Our first main algorithmic work introduces QAlign, a preprocessing tool that improves the accuracy and efficiency of long-read aligners by converting nucleotide reads into discretized current levels. This transformation captures the error characteristics of nanopore sequencers studied in the previous work, enhancing alignment rates of nanopore reads to reference from around 80% to 90%, improving overlap quality for read-to-read alignments, and read-to-transcriptome alignment rates significantly across multiple datasets.
Our second main algorithmic work focuses on the detection of structural variants (SVs) using nanopore sequenced reads. We present HQAlign, an aligner designed to leverage the physics of nanopore sequencing and SV-specific modifications to enhance alignment accuracy. HQAlign demonstrates a 4% − 6% improvement in detecting complementary SVs compared to the minimap2 aligner, along with substantial improvements in breakpoint accuracy and overall alignment rates for read-to-reference alignments as compared to QAlign and minimap2.

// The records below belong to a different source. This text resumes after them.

PR #332, opened 2024-02-20
fix: Typography margin & Card header

RiccardoCorona-MiaPlatform:
##### Typography

Removed margin from both BodyX and HX components.

##### Card

Card header adjusted to support long titles by going into ellipsis.


src/components/Table/Table.module.css
```diff
@@ -1,15 +1,33 @@
+/**
```
Danielecina, line 1: Why didn't the pipeline license check flag this file? 
do we check that there is the command on the pipeline that calls the script to check?

src/components/Typography/BodyX/BodyX.stories.tsx
```diff
@@ -73,14 +73,14 @@ export const All = {
     children: { table: { disable: true } },
   },
   render: (args: object) => (
-    <>
+    <div style={{ display: 'flex', flexDirection: 'column', gap: 16 }}>
```
Danielecina, line 76: Can we use outside a shared style?

Giogia, line 76: I see this is a repeating pattern. 
Can we create some mocks (e.g. one long text and one standard length) to be reused in tests and stories?

src/components/Typography/BodyX/BodyX.module.css
```diff
@@ -16,6 +16,10 @@
  * SPDX-License-Identifier: Apache-2.0
  */
 
+.body {
```
Giogia, line 19: Can we apply this style using Ant design tokens?

src/components/Typography/HX/HX.module.css
```diff
@@ -0,0 +1,21 @@
...
+ * distributed under the License is distributed on an "AS IS" BASIS,
+ * WITHOUT WARRANTIES OR CONDITIONS OF ANY KIND, either express or implied.
+ * See the License for the specific language governing permissions and
+ * limitations under the License.
+ *
+ * SPDX-License-Identifier: Apache-2.0
+ */
+
+.h {
+  margin: 0 !important;
```
Giogia, line 20: Can we apply this style using Ant design tokens?

src/components/Card/Card.module.css
```diff
@@ -38,12 +39,14 @@
...
   justify-content: space-between;
   padding: calc(var(--spacing-padding-sm, 8) * 1px) calc(var(--spacing-padding-xl, 24) * 1px);
+  gap: calc(var(--spacing-gap-xl, 24) * 1px);
 }
 
 .heading {
   display: flex;
   flex-direction: column;
   gap: calc(var(--spacing-gap-sm, 8) * 1px);
+  overflow-x: hidden;
```
Danielecina, line 49: why we need to use these the overflow-x?

src/components/Typography/BodyX/BodyX.stories.tsx
Giogia, line 76: I would either extract a common style 
```
{ display: 'flex', flexDirection: 'column', gap: 16 }
```
or a common decorator
```
({children}) => (
    <div style={{ display: 'flex', flexDirection: 'column', gap: 16 }}>
    {children}
    </div>
    ```
    to be put in mocks file and reused in different stories. Same applies also for HX

File: src/components/Card/Card.tsx [hunk 6]
```diff
@@ -63,7 +63,7 @@ export const Card = ({
         {(title || subtitle) && <div className={header}>
           <div className={heading}>
             {title && <div className={styles.title}>
-              <H3>{title}</H3>
+              <H3 ellipsis={{ rows: 1, tooltip: title }}>{title}</H3>
```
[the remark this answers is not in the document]
RiccardoCorona-MiaPlatform: We are already just passing `ellipsis`, however, `ellipsis` needs a specific number of rows and something to show in the tooltip. Without specifying `rows`, the component doesn't know when it should truncate, and without specifying `tooltip`, it doesn't know what to show you on mouse hover (and therefore doesn't show you anything)

src/components/Table/Table.module.css
RiccardoCorona-MiaPlatform: I do not know where the pipeline instructions are, however, I noticed that the absence of the comment with the license does not result in any error 😬

src/components/Typography/HX/HX.module.css
RiccardoCorona-MiaPlatform: Done ✅

src/components/Typography/BodyX/BodyX.module.css
RiccardoCorona-MiaPlatform: For paragraphs, there are no ad hoc display tokens. However, having used those for titles, here I put `margin: 0 !important` inside the individual `bodyS`, `bodyM`, `bodyL` so as not to create more classes than necessary

src/components/Typography/BodyX/BodyX.stories.tsx
RiccardoCorona-MiaPlatform: I extracted the `displayAll` style ✅

src/components/Card/Card.module.css
RiccardoCorona-MiaPlatform: We need it to prevent the title from breaking through the header and the card itself:

Screenshot from 2024-02-20 13-31-57

src/components/Typography/BodyX/BodyX.module.css
```diff
@@ -17,16 +17,19 @@
  */
 
 .bodyS {
+  margin: 0 !important;
```
Giogia, line 20: Are these still required?

Giogia (approved):

src/components/Typography/BodyX/BodyX.module.css
RiccardoCorona-MiaPlatform: Yes, because `titleMarginBottom` and `titleMarginTop` do not affect paragraphs (and thus our bodies)

Giogia: yes, they  are

src/components/Table/Table.module.css
Giogia: We can only run the script and see if it adds any license. Unfortunately at the moment, we are not able to check if some files need to be modified from the pipeline

PR #334, opened 2024-02-20
feat(IDP-68): Modal component & useModal hook

RiccardoCorona-MiaPlatform:
##### Modal

Modal component implementation.

##### useModal

useModal hook implementation.

[Creazione componente Modale](https://makeitapp.atlassian.net/browse/IDP-68)

### Checklist

- [X] added the link to the Jira task
- [x] tests are included
- [X] you are not committing extraneous files or sensible data


src/components/Modal/Modal.tsx
```diff
@@ -0,0 +1,216 @@
...
+
+/**
+ *
+ *
+ * @link https://ant.design/components/modal
+ * @returns {Modal} Modal component
+ */
+export const Modal = ({
+  children,
+  docLink,
```
Danielecina, line 58: è un po' custom sul nostro uso in console come prop. mi torna la sua presenza però astrarrei il concetto.
Userei qualcosa tipo iconName che è una implementazione delle nostre icone e un iconLink?

src/components/Modal/Modal.tsx
```diff
@@ -0,0 +1,216 @@
...
+        </>
+      )
+    }
+
+    return (
+      <div className={content}>
+        {children}
+      </div>
+    )
+  }, [children, extension, isExtensionOpen, modalContentWrapperClassNames, size])
```
Danielecina, line 190: il children è una dipendenza che cambia sempre no?

src/components/Modal/Modal.types.ts
```diff
@@ -0,0 +1,46 @@
...
+  labelClose?: string,
+
+  labelOpen?: string,
+
+  title?: ReactNode,
+}
+
+export type Footer = {
+
+  // TODO: documentare il fatto che ci andrebbero dei button
```
Danielecina, line 42: .

src/hooks/useModal/useModal.ts
```diff
@@ -0,0 +1,31 @@
...
+ * Unless required by applicable law or agreed to in writing, software
+ * distributed under the License is distributed on an "AS IS" BASIS,
+ * WITHOUT WARRANTIES OR CONDITIONS OF ANY KIND, either express or implied.
+ * See the License for the specific language governing permissions and
+ * limitations under the License.
+ *
+ * SPDX-License-Identifier: Apache-2.0
+ */
+
+import { useCallback, useState } from 'react'
```
Danielecina, line 19: perchè fare un file a parte? dentro questa cartella mi aspetto che ci sia solo lui

src/components/Modal/Modal.tsx
```diff
@@ -0,0 +1,216 @@
...
+/**
+ *
+ *
+ * @link https://ant.design/components/modal
+ * @returns {Modal} Modal component
+ */
+export const Modal = ({
+  children,
+  docLink,
+  extension,
```
Danielecina, line 59: lo farei più espressivo. è un sider un aside della modale.

src/hooks/useModal/useModal.ts
```diff
@@ -0,0 +1,31 @@
...
+
+import { ModalAPI } from './useModal.types'
+
+export const useModal = (): ModalAPI => {
+  const [isModalVisible, setIsModalVisible] = useState(false)
+
+  const openModal = useCallback(() => setIsModalVisible(true), [setIsModalVisible])
+  const closeModal = useCallback(() => setIsModalVisible(false), [setIsModalVisible])
```
Danielecina, line 27: sn fn usiamo la sintassi onXXX.

src/hooks/useModal/useModal.ts
```diff
@@ -0,0 +1,31 @@
...
+  const changeModalStatus = useCallback(() => setIsModalVisible(!isModalVisible), [setIsModalVisible, isModalVisible])
```
Danielecina, line 28: Questo è un uso scorretto del setState. 
Il set state è asincrono, se bindi così il vecchio visible potrebbe non avere il valore che ti aspetti.
Per avere la certezza di sapere quale l'attuale valore nel tuo state devi usare questa sintassi

```suggestion
  const changeModalStatus = useCallback(() => setIsModalVisible(prevState => !prevState), [])
```

src/components/Modal/Modal.tsx
RiccardoCorona-MiaPlatform: Not necessarily, we have modals whose content is only informative. In addition, components such as Ant's Input or Form do not generate a change of `children` upon, for example, text entry or the flag of a checkbox

src/components/Modal/Modal.types.ts
RiccardoCorona-MiaPlatform: Done ✅

src/hooks/useModal/useModal.ts
RiccardoCorona-MiaPlatform: We also have the tests and mocks files within the folder

src/components/Modal/Modal.stories.tsx
```diff
@@ -0,0 +1,152 @@
...
+
+export const WithNoHeader: Story = {
+  args: {
+    ...meta.args,
+    title: undefined,
+  },
+  decorators: [(_, { args }) => <WithOpenButton {...args} />],
+}
+
+export const WithNoFooter: Story = {
```
fredmaggiowski, line 79: This story is to provide an example of a modal that has no custom footer but displays the empty footer instead, right? Can we express this better in the story name? otherwise I'd expect to see a modal with no footer at all

src/hooks/useModal/useModal.test.tsx
```diff
@@ -0,0 +1,63 @@
...
+ *
+ * SPDX-License-Identifier: Apache-2.0
+ */
+
+import { fireEvent, render, screen, waitFor } from '@testing-library/react'
+
+import { Button, Modal } from '../..'
+import { useModal } from '.'
+
+describe('useModal', () => {
```
Giogia, line 24: I would also add unit tests for this hook:

```suggestion
describe('useModal', () => {
  beforeEach(() => {
    jest.clearAllMocks()
  })

  it('returns isModalVisible, openModal, closeModal and toggleModal properties', async () => {
    const {result} = renderHook(() => useModal())

    const {isModalVisible, openModal, closeModal, toggleModal} = result.current
    expect(isModalVisible).toEqual(false)

    openModal()
    expect(result.current.isModalVisible).toEqual(true)

    closeModal()
    expect(result.current.isModalVisible).toEqual(false)

    toggleModal()
    expect(result.current.isModalVisible).toEqual(true)

    toggleModal()
    waitFor(() => expect(result.current.isModalVisible).toEqual(false))
  })
```

src/hooks/useModal/index.ts
```diff
@@ -0,0 +1,19 @@
...
+ * Unless required by applicable law or agreed to in writing, software
+ * distributed under the License is distributed on an "AS IS" BASIS,
+ * WITHOUT WARRANTIES OR CONDITIONS OF ANY KIND, either express or implied.
+ * See the License for the specific language governing permissions and
+ * limitations under the License.
+ *
+ * SPDX-License-Identifier: Apache-2.0
+ */
+
+export { useModal } from './useModal'
```
Giogia, line 19: we need to export this hook from hooks/index.ts

src/components/Modal/Modal.tsx
fredmaggiowski: i agree to keep the docLink concept within the modal; we might add a more customizable link in the future but as of now it hardly makes sense to keep it outside the component

src/components/Modal/Modal.tsx
```diff
@@ -0,0 +1,213 @@
...
+    isBodyFullWidth && bodyFullWidth,
+  ]), [isBodyFullWidth])
+  const modalContentWrapperClassNames = useMemo(() => classNames([
+    content,
+    size !== Small && aside && contentWrapper,
+  ]), [aside, size])
+
+  const [isAsideOpen, setIsAsideOpen] = useState(false)
+
+  const modalTitle = useMemo(() => (
```
fredmaggiowski, line 94: these memoized components could be full fledged components, this would make evolving them easier and this Modal codebase far more shorter

src/hooks/useModal/useModal.ts
```diff
@@ -0,0 +1,37 @@
...
+ * for opening, closing, and changing the state of the modal.
+ */
+export const useModal = (): ModalAPI => {
+  const [isModalVisible, setIsModalVisible] = useState(false)
+
+  const openModal = useCallback(() => setIsModalVisible(true), [])
+  const closeModal = useCallback(() => setIsModalVisible(false), [])
+  const changeModalStatus = useCallback(() => setIsModalVisible(prevState => !prevState), [])
+
+  return { isModalVisible, openModal, closeModal, changeModalStatus }
```
fredmaggiowski, line 36: rather than "changeModalStatus", I'd call the function `toggleModal` which is far more standard

```suggestion
  return { isModalVisible, openModal, closeModal, toggleModal }
```

src/components/Modal/Modal.tsx
```diff
@@ -0,0 +1,213 @@
...
+  isClosable,
+  isVisible,
+  onCloseClick,
+  size,
+  title,
+}: ModalProps): ReactElement => {
+  const { palette } = useTheme()
+
+  const docLinkIcon = useMemo(() => (
+    <Icon color={palette?.action?.link?.active} name="PiBookOpen" size={16} />
```
Giogia, line 72:
```suggestion
    <Icon color={palette?.action?.link?.active} name="PiBookOpen" size={shape?.size?.md} />
```

src/components/Modal/Modal.tsx
```diff
@@ -0,0 +1,213 @@
...
+  docLink,
+  footer,
+  isBodyFullWidth,
+  isClosable,
+  isVisible,
+  onCloseClick,
+  size,
+  title,
+}: ModalProps): ReactElement => {
+  const { palette } = useTheme()
```
Giogia, line 69:
```suggestion
  const { palette, shape } = useTheme()
```

src/hooks/useModal/useModal.ts
```diff
@@ -0,0 +1,37 @@
...
+
+import { ModalAPI } from './useModal.types'
+
+/**
+ * A hook that allows the use of Modal components.
+ *
+ * @returns {ModalAPI} An object which includes the state of the modal (visible or hidden) and methods
+ * for opening, closing, and changing the state of the modal.
+ */
+export const useModal = (): ModalAPI => {
```
fredmaggiowski, line 29: The current implementation of the useModal we have in our internal repositories is actually a little bugous, since it requires to have both the modal and the hook instantiated and requires the developer to correctly map the modal visible state with the desired modal.

For example I'm always required to something like


```jsx
import { Modal, useModal } from ...

function MyComp({}) {
   const { isModalVisible, open, close, toggle } = useModal()

   return <Modal visible={isModalVisible} />
}
```

It would be nice to have some kind of interface that helps managing such visibility state without the need for the developer remapping.

What if the hook returns the Modal component as well?

So I'd do something like:

```jsx
import { useModal } from ...

function MyComp({}) {
   const { ModalComponent, open, close, toggle } = useModal()

   return <ModalComponent />
}
```

fredmaggiowski (changes requested):

src/components/Modal/Modal.tsx
```diff
@@ -0,0 +1,213 @@
...
+            {buttons}
+          </div>
+          {extra}
+        </>}
+      </div>
+    )
+  }, [footer])
+
+  const modalContent = useMemo(() => {
+    if (size !== Small && aside) {
```
Giogia, line 125: I think it is easier to understand if we invert the condition:

```suggestion
    if (size == Small || !aside) {
      return (
      <div className={content}>
        {children}
      </div>
    )}
```

src/components/Modal/Modal.tsx
```diff
@@ -0,0 +1,213 @@
...
+            shape={Circle}
+            type={Ghost}
+            onClick={onClickDocLink}
+          />
+        </div>}
+      </>}
+    </div>
+  ), [docLink, docLinkIcon, onClickDocLink, title])
+
+  const modalFooter = useMemo(() => {
```
Giogia, line 110: Can we move footer definition after content definition ? 😁

src/components/Modal/Modal.mocks.tsx
```diff
@@ -0,0 +1,166 @@
...
+)
+
+export const childrenLong = (
+  <>
+    <Table
+      columns={columns}
+      data={data}
+      rowKey={rowKey}
+    />
+    {`Lorem ipsum dolor sit amet, consectetur adipiscing elit. Quisque vel dolor ac sem congue ornare rhoncus quis tortor.
```
Giogia, line 65: Should we move this string to a more generic utils file? So every component can use it

RiccardoCorona-MiaPlatform: Let's rather introduce an ad-hoc library to generate lorem ipsum texts (I'd address this in a dedicated PR) 🤙🏼

src/components/Modal/Modal.stories.tsx
RiccardoCorona-MiaPlatform: I called it `WithEmptyFooter` (and renamed the other one to `WithEmptyHeader`) ✅

src/components/Modal/Modal.tsx
RiccardoCorona-MiaPlatform: The prop `size` accepts only number-specific values, and neither the use of `parse` nor `as const` convert the theme variable to an acceptable type 😬

src/components/Modal/Modal.tsx
RiccardoCorona-MiaPlatform: Not needed anymore ✅

src/components/Modal/Modal.tsx
RiccardoCorona-MiaPlatform: I converted this condition to a const called `hasAside` which I put at the top of the file to facilitate the assignment of `classNames`. In this new scenario it seems more useful to me to keep it as is (otherwise I would have to call the const `doesNotHaveAside`)

src/components/Modal/Modal.module.css
```diff
@@ -0,0 +1,225 @@
...
+      gap: calc(var(--spacing-gap-sm, 8) * 1px);
+      overflow-y: auto;
+    }
+
+    .asideLabel {
+      display: flex;
+      align-items: center;
+      cursor: pointer;
+      gap: calc(var(--spacing-padding-md, 8) * 1px);
+      color: var(--palette-action-link-active, #005dc9);
```
Giogia, line 122:
```suggestion
      color: var(--palette-action-link-active, #005dc9);
      transition: color 0.2s ease-in-out;
```

src/components/Modal/Modal.module.css
```diff
@@ -0,0 +1,225 @@
...
+  :global(.mia-platform-modal-body) {
+    height: calc(100% - 2 * calc(var(--shape-size-xl, 32) * 1px));
+    padding: calc(var(--spacing-padding-lg, 16) * 1px) 0;
+
+    .body {
+      height: 100%;
+      display: grid;
+      grid-template-columns: 1fr;
+      padding: 0 calc(var(--spacing-padding-xl, 24) * 1px);
+      transition: grid-template-columns 250ms ease-in-out;
```
Giogia, line 69:
```suggestion
      transition: grid-template-columns 0.2s ease-in-out;
```

src/components/Modal/Modal.module.css
```diff
@@ -0,0 +1,225 @@
...
+    .bodyFullWidth {
+      padding: 0 !important;
+    }
+
+    .bodyWithAsideClosed {
+      grid-template-columns: 100% 35%;
+    }
+    .bodyWithAsideClosed .aside {
+      display: none;
+      animation: 250ms fadeOut;
```
Giogia, line 82:
```suggestion
      animation: 0.2s fadeOut;
```

src/components/Modal/Modal.module.css
```diff
@@ -0,0 +1,225 @@
...
+      padding: calc(var(--spacing-padding-lg, 16) * 1px);
+      gap: calc(var(--spacing-gap-sm, 8) * 1px);
+      overflow-y: auto;
+    }
+
+    .asideLabel {
+      display: flex;
+      align-items: center;
+      cursor: pointer;
+      gap: calc(var(--spacing-padding-md, 8) * 1px);
```
Giogia, line 121:
```suggestion
      gap: calc(var(--spacing-padding-xs, 4) * 1px);
```

src/components/Modal/Modal.module.css
```diff
@@ -0,0 +1,225 @@
...
+      width: 100%;
+      height: 100%;
+      display: flex;
+      flex-direction: column;
+      gap: calc(var(--spacing-gap-xl, 24) * 1px);
+      overflow-y: auto;
+    }
+
+    .contentWrapper {
+      gap: calc(var(--spacing-gap-md, 8) * 1px) !important;
```
Giogia, line 103:
```suggestion
      gap: calc(var(--spacing-gap-sm, 8) * 1px) !important;
```

src/components/Modal/Modal.tsx
```diff
@@ -0,0 +1,96 @@
...
+  ]), [size])
+
+  return (
+    <AntModal
+      centered
+      className={modalClassNames}
+      closable={isClosable}
+      footer={<Modal.Footer footer={footer} />}
+      keyboard={isClosable}
+      maskClosable={false}
```
fredmaggiowski, line 71: I'd map this prop to the isClosable flag.

Danielecina: closable is used to show the X to close modal. 
the prop quoted to you is already mapped below as` closable={isClosable}`

fredmaggiowski: yes i know, I'd map `maskClosable` as well, a modal that is not closable by clicking outside of it is extremely annoying.

Danielecina: I check this with the designer and @Giogia anche this props needs to be false

fredmaggiowski: This design choice makes very little sense to me. Let's keep it this way for now but i'll open an issue for this.

PR #358, opened 2024-02-29
chore(pkg): add support for `exports` field

amountainram:
### Description

To allow tree-shaking in latest vite.js versions (and other tools), it is mandatory to seek `ESM` libraries using the [`exports` field](https://nodejs.org/api/packages.html#subpath-exports).

If not specified, libraries will default back to the `main` field which is usually the `cjs` bundle, thus preventing tree-shaking.

According to the `module` field, this commit adds a meaningful support for the `exports` field

##### [INVOLVED_COMPONENT_HERE]

none

### Checklist

- [x] tests are included (none needed)

### DIFF
--- a/package.json
+++ b/package.json
@@ -6,6 +6,12 @@
   "main": "dist/cjs/console-design-system-react.cjs",
   "module": "dist/es/console-design-system-react.js",
   "types": "dist/index.d.ts",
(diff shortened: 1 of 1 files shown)


fredmaggiowski (approved):
LGTM

PR #397, opened 2024-03-18
fix: define fixed height of feedbackMessage component to have aligned icons

ThisIsDemetrio:
##### [FeedbackMessage]

Component will have an fixed height of 40px instead of relying content (which caused the height to change based on the icon shown).

Moreover, several CSS instructions have been included to override ant style in order to have the icon aligned with the text inside.

### Checklist

- [ ] tests are included
- [X] you are not committing extraneous files or sensible data


fredmaggiowski (approved):
fragile 🥶

src/hooks/useFeedbackMessage/useFeedbackMessage.module.css
```diff
@@ -50,10 +50,18 @@
...
+    align-items: center;
     padding: calc(var(--spacing-padding-md, 8) * 1px) !important;
+    display: inline-flex !important;
+    height: 40px;
 
     [class~=ant-message-custom-content] {
       display: flex !important;
+      align-items: center;
+
+      [class~=anticon-loading] {
```
Giogia, line 62: We should try to achieve the same behavior using Ant Design Tokens instead.
https://ant.design/components/message#design-token

Giogia: we tried but it's easier this way

Giogia (approved):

The final algorithmic work addresses the challenge of identifying heterozygous variants using the highly erroneous nanopore reads data for developing algorithms for diploid genome assembly. We propose an algorithm that identifies heterozygous variants with a recall of 90% and precision of 70%, facilitating the reconstruction of diploid genomes without additional reference information or preliminary draft assemblies.
Collectively, these studies advance the understanding and application of nanopore sequencing technology, offering novel computational methods to mitigate high error rates and improve genomic analyses, including alignment, structural variant detection, and diploid genome assembly.